I would be interested in any comments on this little piece of Mathematica
and mathematics.

If f and g are functions and a and b are constants, we usually use the rule

(a f + b g)[t] == a f[t] + b g[t]

What about

(a f + b g)'[t] == a f'[t] + b g'[t] ?

What is the easiest method to get Mathematica to make this simplification?
Mathematica won't simplify the above expression (of course, how does it know
that f and g are functions?), but it won't simplify the following either.

(Cos + Sin)'[t]  or even

(Cos[#] & + (Sin[#] &))'[t]

Nor does Through seem to work.

It seems that the way to simplify (a f + b g)'[t] is to actually write

(Function[t, a Function[t, f[t]][t] + b Function[t, g[t]][t]])'[t]
a f'[t] + b g'[t]

But that is certainly quite cumbersome.

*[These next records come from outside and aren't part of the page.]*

PR #1608, opened 2023-03-02
Update to 0.27.258160

ScottCarda-MS:


src/QsCompiler/TestProjects/test10/test10.csproj
```diff
@@ -1,8 +1,8 @@
-﻿<Project Sdk="Microsoft.Quantum.Sdk/0.27.253010">
+﻿<Project Sdk="Microsoft.Quantum.Sdk/0.27.258160">
 
   <PropertyGroup>
     <OutputType>Exe</OutputType>
-    <TargetFramework>netcoreapp3.1</TargetFramework>
+    <TargetFramework>net6.0</TargetFramework>
```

So I wrote a little routine which
will convert a linear derivative expression to the functional form. You have
to give it a list of symbols which will be regarded as functions.

DerivativeBreakout[functions_List][expr_] :=
    temp =
      expr //. Derivative[args__][a_ + b_] :>
          Derivative[args][Function[t, a[t] + b[t]]];
    temp //.
          a_?(FreeQ[#, Alternatives @@ functions] &) f_?(MemberQ[
                    functions, #] &)] :>
        Derivative[args][Function[t, a f[t]]]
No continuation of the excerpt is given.